My objective is to try and eliminate performance bottlenecks on our iscsi setup. Our current situation is several Xenserver hosts running virtual machines from our iScsi storage as well as Hyper-V virtual machines on separate LUN’s. The last months we see more delay on our iScsi network.
You can check the delay of iScsi traffic several ways but what i noticed on our virtual machines running Debian was the I/O delay. Run the following command on one of the virtual machines:
vmstat 10 5
The last column states the waiting time of the CPU. If this is higher then 15-20 you should be worried. We had this on several virtual machines causing huge delays in services and response times. Various suggestions have indicated switching on flow control on the switch ports of both XenServer and the iScsi storage.
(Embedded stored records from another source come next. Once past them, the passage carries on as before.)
PR #2320, opened 2023-10-05
tedge-mapper-aws health message uses two different timestamp formats for up and down messages

PradeepKiruvale:
## Proposed changes

To unify the timestamps that are used across `thin-edge`, Update the `health_status_up_message` API to use RFC3339 time format rather than `unix` timestamp.

## Types of changes

## Paste Link to the issue
https://github.com/thin-edge/thin-edge.io/issues/2237

## Checklist

### DIFF
--- a/crates/core/tedge_watchdog/src/systemd_watchdog.rs
+++ b/crates/core/tedge_watchdog/src/systemd_watchdog.rs
@@ -19,6 +19,7 @@ use tedge_api::health::health_status_down_message;
 use tedge_api::health::health_status_up_message;
 use tedge_api::health::send_health_status;
 use tedge_config::TEdgeConfigLocation;
+use time::format_description;
 use time::OffsetDateTime;
 use tracing::debug;
 use tracing::error;
@@ -29,7 +30,7 @@ use tracing::warn;
 pub struct HealthStatus {
     status: String,
     pid: u32,
-    time: i64,
+    time: String,
 }
 
 pub async fn start_watchdog(tedge_config_dir: PathBuf) -> Result<(), anyhow::Error> {
@@ -146,7 +147,11 @@ async fn monitor_tedge_service(
 
         let start = Instant::now();
 
-        let request_timestamp = OffsetDateTime::now_utc().unix_timestamp();
+        let request_timestamp = OffsetDateTime::now_utc();
+        let request_timestamp = request_timestamp
+            .format(&time::format_description::well_known::Rfc3339)?
+            .as_str()
+            .into();
         match tokio::time::timeout(
             tokio::time::Duration::from_secs(interval),
             get_latest_health_status_message(request_timestamp, &mut received),
@@ -154,6 +159,7 @@ async fn monitor_tedge_service(
         .await
         {
             Ok(health_status) => {
+                let health_status = health_status?;
                 debug!(
                     "Sending notification for {} with pid: {}",
                     name, health_status.pid
@@ -174,16 +180,27 @@ async fn monitor_tedge_service(
 }
 
 async fn get_latest_health_status_message(
-    request_timestamp: i64,
+    request_timestamp: String,
     messages: &mut mpsc::UnboundedReceiver<Message>,
-) -> HealthStatus {
+) -> Result<HealthStatus, WatchdogError> {
     loop {
         if let Some(message) = messages.next().await {
             if let Ok(message) = message.payload_str() {
                 debug!("Health response received: {}", message);
                 if let Ok(health_status) = serde_json::from_str::<HealthStatus>(message) {
-                    if health_status.time >= request_timestamp {
-                        return health_status;
+                    let request_timestamp = OffsetDateTime::parse(
+                        &request_timestamp,
+                        &format_description::well_known::Rfc3339,
+                    )?
+                    .unix_timestamp();
+                    let datetime = OffsetDateTime::parse(
+                        &health_status.time,
+                        &format_description::well_known::Rfc3339,
+                    )?
+                    .unix_timestamp();
+
+                    if datetime >= request_timestamp {
+                        return Ok(health_status);
                     } else {
                         debug!(
                             "Ignoring stale health response: {:?} older than request time: {}",
@@ -232,6 +249,8 @@ fn get_watchdog_sec(service_file: &str) -> Result<u64, WatchdogError> {
 
 #[cfg(test)]
 mod tests {
+    use std::time::Duration;
+
     use anyhow::Result;
     use serde_json::json;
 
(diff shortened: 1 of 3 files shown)


albinsuresh (commented):
The `watchdog` also needs to be updated, right? As that's still relying on UNIX timestamps.

reubenmiller:
@PradeepKiruvale You will need to rebase this PR as it is out of date and the failing test is due to the change in the multi-call binary setup introduced in https://github.com/thin-edge/thin-edge.io/pull/2295

PradeepKiruvale:
> The `watchdog` also needs to be updated, right? As that's still relying on UNIX timestamps.

Yes, I have updated.

crates/core/tedge_watchdog/Cargo.toml
```diff
@@ -11,6 +11,7 @@ repository = { workspace = true }
 
 [dependencies]
 anyhow = { workspace = true }
+chrono = { workspace = true }
```
albinsuresh, line 14: Same as above.

crates/core/tedge_watchdog/src/systemd_watchdog.rs
```diff
@@ -242,27 +251,55 @@ mod tests {
         let (mut sender, mut receiver) = mpsc::unbounded::<Message>();
         let health_topic = Topic::new("tedge/health/test-service").expect("Valid topic");
 
-        for x in 1..5i64 {
+        for _x in 1..5i64 {
             let health_status = json!({
                 "status": "up",
                 "pid": 123u32,
-                "time": x,
+                "time": "2013-06-22T17:03:14.000+02:00",
```
albinsuresh, line 258: The point of the loop was to have a set of health status messages with increasing timestamp values, not a static value like this. So, may be you can generate a few that increases by a second or so.

crates/core/tedge_watchdog/src/systemd_watchdog.rs
```diff
@@ -242,27 +251,55 @@ mod tests {
...
-        let health_status = get_latest_health_status_message(3, &mut receiver).await;
-        assert_eq!(health_status.time, 3);
+        let health_status =
+            get_latest_health_status_message("2013-06-21T17:03:14.000+02:00".into(), &mut receiver)
+                .await;
+
+        assert_eq!(
+            &health_status.unwrap().time,
+            "2013-06-22T17:03:14.000+02:00"
+        );
```
albinsuresh, line 272: That changed the logic of the test. The test was validating that if it passes the 3rd timestamp, then the response won't have the older timestamps: 1 & 2. This modified just tests the equality aspect.

crates/core/tedge_watchdog/src/systemd_watchdog.rs
PradeepKiruvale: fixed

crates/core/tedge_watchdog/Cargo.toml
PradeepKiruvale: using time crate

Cargo.toml
```diff
@@ -58,6 +58,7 @@ camino = "1.1"
 certificate = { path = "crates/common/certificate" }
 clap = { version = "4.4", features = ["cargo", "derive"] }
 clock = { path = "crates/common/clock" }
+chrono = "0.4"
```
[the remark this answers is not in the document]
PradeepKiruvale: I have updated the code to use `time`

crates/core/tedge_watchdog/src/systemd_watchdog.rs
```diff
@@ -241,28 +258,63 @@ mod tests {
...
             let health_message = Message::new(&health_topic, health_status);
             sender.publish(health_message).await?;
         }
 
-        let health_status = get_latest_health_status_message(3, &mut receiver).await;
-        assert_eq!(health_status.time, 3);
+        let health_status =
+            get_latest_health_status_message(base_timestamp_str.clone(), &mut receiver).await;
+
+        assert_eq!(health_status.unwrap().status, "up");
```
albinsuresh, line 284:
```suggestion
        assert_eq!(health_status.time, base_timestamp + Duration::seconds(3));
```
The `status` validation is pointless as it was `up` for every message that was generated.

crates/core/tedge_watchdog/src/systemd_watchdog.rs
```diff
@@ -241,28 +258,63 @@ mod tests {
...
 
         let timeout_error = tokio::time::timeout(
             tokio::time::Duration::from_secs(1),
-            get_latest_health_status_message(5, &mut receiver),
+            get_latest_health_status_message(
+                "2050-06-22T17:03:14.000+02:00".to_string(),
+                &mut receiver,
+            ),
```
albinsuresh, line 291:
```suggestion
            get_latest_health_status_message(
                base_timestamp + Duration::seconds(5)
                &mut receiver,
            ),
```
Just in case you wanted the old behaviour. This is also fine.

crates/core/tedge_watchdog/src/systemd_watchdog.rs
```diff
@@ -241,28 +258,63 @@ mod tests {
...
         )
         .await;
         assert!(timeout_error.is_err());
 
         Ok(())
     }
+
+    #[tokio::test]
+    async fn test_get_health_status_message() -> Result<()> {
```
albinsuresh, line 300: How is this test different from the previous test?

crates/core/tedge_watchdog/src/systemd_watchdog.rs
```diff
@@ -241,28 +258,63 @@ mod tests {
...
+        let (mut sender, mut receiver) = mpsc::unbounded::<Message>();
+
+        let health_message = health_status_up_message("test_service");
+        for _x in 1..5i64 {
+            sender.publish(health_message.clone()).await?;
+        }
+
+        let request_timestamp = OffsetDateTime::now_utc();
```
albinsuresh, line 308: I'm surprised that this works. This timestamp should have been created **before** sending the health messages, right? So that the generated ones would have had higher timestamps than this one and hence the `get_latest_health_status_message` will definitely return something?

crates/core/tedge_watchdog/src/systemd_watchdog.rs
```diff
@@ -241,28 +258,63 @@ mod tests {
...
+        let request_timestamp = request_timestamp
+            .format(&time::format_description::well_known::Rfc3339)
+            .unwrap();
+
+        let health_status =
+            get_latest_health_status_message(request_timestamp.to_string(), &mut receiver).await;
+
+        assert_eq!(&health_status.unwrap().status, "up");
```
albinsuresh, line 316: As mentioned earlier, this assertion is pointless as it is always going to be `true` for all the inputs.

albinsuresh (approved):
Approving with these follow-up tasks:

1. Let's move the `HealthStatus` struct into the `tedge_api::health` module as follows:

```
#[derive(Debug, Serialize, Deserialize, PartialEq, Eq, Clone)]
pub struct HealthStatus {
    status: String,
    pid: u32,
    #[serde(with = "time::serde::rfc3339")]
    pub time: OffsetDateTime,
}
```
with on-the-fly transformation of the `time` field.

We managed to fix this situation by the following actions:
On the XenServer hosts
If you dump traffic on your XenServer host and see that there are issues with checksumming not matching, causing checksum errors, and or if you notice a drop in network performance, you can disable TCP offloading. This offloading needs to be done on the host’s Network interfaces, as well as the Instances’ VIF and PIF. Here is an example of how you can find these checksum errors as well as how you can manually disable TCP offloading for the host’s Network Adapter.
Run the following command:
tcpdump -i eth0 -v -nn | grep incorrect
The output should be as shown here:
16:38:07.676943 IP (tos 0x0, ttl 64, id 60844, offset 0, flags [DF], proto TCP (6), length 60) xxx.xxx.xxx.xxx.46455 > yyy.yyy.yyy.yyy.80: S, cksum 0x4b8f (incorrect (-> 0x1f20), XXXXXXXXXX:YYYYYYYYYY(0) win 5840 <mss 1460,sackOK,timestamp 731623207 0,nop,wscale 4>
16:38:07.711402 IP (tos 0x0, ttl 64, id 28467, offset 0, flags [DF], proto TCP (6), length 52) xxx.xxx.xxx.xxx.41269 > yyy.yyy.yyy.yyy.80: ., cksum 0x6a18 (incorrect (-> 0xa1f1), 1:1(0) ack 773 win 552 <nop,nop,timestamp XXXXXXXX YYYYYYYY>
16:38:07.726013 IP (tos 0x0, ttl 64, id 60845, offset 0, flags [DF], proto TCP (6), length 40) xxx.xxx.xxx.xxx.46455 > yyy.yyy.yyy.yyy.80: ., cksum 0x4b7b (incorrect (-> 0x328c), 1:1(0) ack 1 win 5840
The output that you are really looking for is something like incorrect (-> 0x6e35) this is showing that there are checksums that are failing to be received correctly. These results indicate that there are TCP offloading issues. We need to handle this correctly.
Disable offloading on the interfaces:
ethtool -K eth0 rx off tx off sg off tso off ufo off gso off gro off lro off;
On the switches
After altering all offloading options on the XenServer it is now time to configure the switches correctly. On all ports connected to the iScsi storage device and/or the XenServer iScsi NIC’s you should enable ‘flow control’. After enabling this we saw the CPU waiting time on the VM’s go down and everything started to run smoothly.
– HP Procurve 28xx series are not the best when using iScsi, if you need more ‘switching power’ please replace the 2810 for the 2910-al models.
– If you use iScsi with 2 ports (as a bond) look in to trunking on the switch
– If you want a failover network please enable and configure spanning-tree on the HP switches.